И снова в их головах закрутились мысли насчет Артура. Артур, тайком заявившийся сюда, чтобы повидаться с Джульеттой; Артур, спящий в изоляторе; Артур, преследующий незнакомца, забравшегося в дом среди ночи. Кроме того, пробудилось былое недоверие к нему, так до конца и не исчезнувшее. Ведь он женился на «дешевой женщине», и они были вынуждены принять ее в свой круг.
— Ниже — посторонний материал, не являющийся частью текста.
PR #143, opened 2015-06-18
[Fix] Compass result for enemy fleet doesn't work

bamboo3250:
I noticed after moving the Abyssal images to photobucket, the compass cannot show the enemy fleet image anymore so I made a fix for it. Now it looks like this.

untitled

### DIFF
--- a/src/library/classes/Assets.js
+++ b/src/library/classes/Assets.js
@@ -1,5 +1,6 @@
 KC3.prototype.Assets = {
 	cdn: "http://i708.photobucket.com/albums/ww87/dragonjet25/KC3%20Ship%20Icons/",
+	abyss: "http://i708.photobucket.com/albums/ww87/dragonjet25/KC3%20Abyss%20Icons/",
 	_ships :[],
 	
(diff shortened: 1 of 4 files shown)


dragonjet:
looks great :thumbsup:

bamboo3250:
I think so, that __background:rgba(255,255,255,.7);__ was from the enemyFleet previously then I moved it to __transparent-container__.

Crazyteitoku:
@bamboo3250 :+1: on the fix - I was sort of going to remind dragonjet via a thread about a new kc3 kai layout on [wikia](http://kancolle.wikia.com/wiki/Thread:273592#4)

Looks like we can wave bye to the old layout and say hello to the new:

bamboo3250:
I think there is no file named 'library/managers/TimerManager.js' at the moment. Maybe @dragonjet will add this later? Have any idea?

dragonjet:
whoops! fixed it on new commit

Crazyteitoku:
Thanks! latest commit did address the issue.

Еще до того, как шериф добрался до Нью-Йорка, история эта угодила в газеты. В той единственной газете, что попалась мне на глаза, она была озаглавлена «Таинственная жестяная коробка». Статья была весьма неприятной. Не знаю уж, кто из моих «доброжелателей» проболтался, но там имелось подробное и изобилующее неточностями описание звонков, трезвонящих в Сансет-Хаусе, и весьма прозрачный намек, что мне якобы явился некий призрак, который и подвел меня к стене.
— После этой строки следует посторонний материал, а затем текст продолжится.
Issue #58, opened 2015-05-09
Battle conditions reminder


AlanSchaeffer:
Expanding on the battle prediction proposed before, I'd like to suggest something that might be useful too to those that do not wish to see the prediction itself.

Вечером того самого дня, когда у Рассела Шенда состоялся тот таинственный междугородный разговор, меня почтил визитом Тони Радсфорд. Он был столь же любезен и жизнерадостен, как всегда, даже приколол к лацкану пиджака цветок, однако за этой веселостью я ощутила тщательно скрываемое беспокойство. Держался он довольно-таки напряженно.

Он, оказывается, пришел попрощаться со мной. На следующий день он должен был уехать.

— Если, конечно, меня не арестуют! — небрежно добавил он.

— Арестуют? Но почему?

Он пожал плечами.

— А почему бы нет? В той коробке были и мои письма.

К этому моменту он уже растерял свою беззаботность. Вид у него сделался измученный, если к нему вообще применимо это слово. Он остановился прямо передо мной и посмотрел на меня с какой-то непривычной серьезностью.

— Я был круглым дураком, Марша, — с горечью произнес он. — Наверное, самое худшее, что я сделал, — это упустил тебя, сильнее навредить себе я бы просто не смог. Знаю, ты не хочешь об этом вспоминать, но я должен сказать. Я не только унизил тебя. Я едва не загубил жизнь Артуру. Только вот что я скажу: я никогда не допустил бы, чтобы его осудили.

Мне вдруг стало не по себе. Нет, только не Тони! Только не веселый, беспечный Тони с цветком, приколотым к лацкану, и столь тщательно завязанным черным галстуком! Губы мои точно одеревенели.

— Ты хочешь сказать…

— Я хочу сказать, что знал— Артур не убивал Джульетту Рэнсом. Я видел, как он садился в тот автомобиль, когда уезжал с острова. Я даже записал номер машины: Видишь ли, я тогда не знал, что это Артур. Для меня это был всего лишь некто, выпрыгнувший прямо на меня из окна и едва не поймавший меня.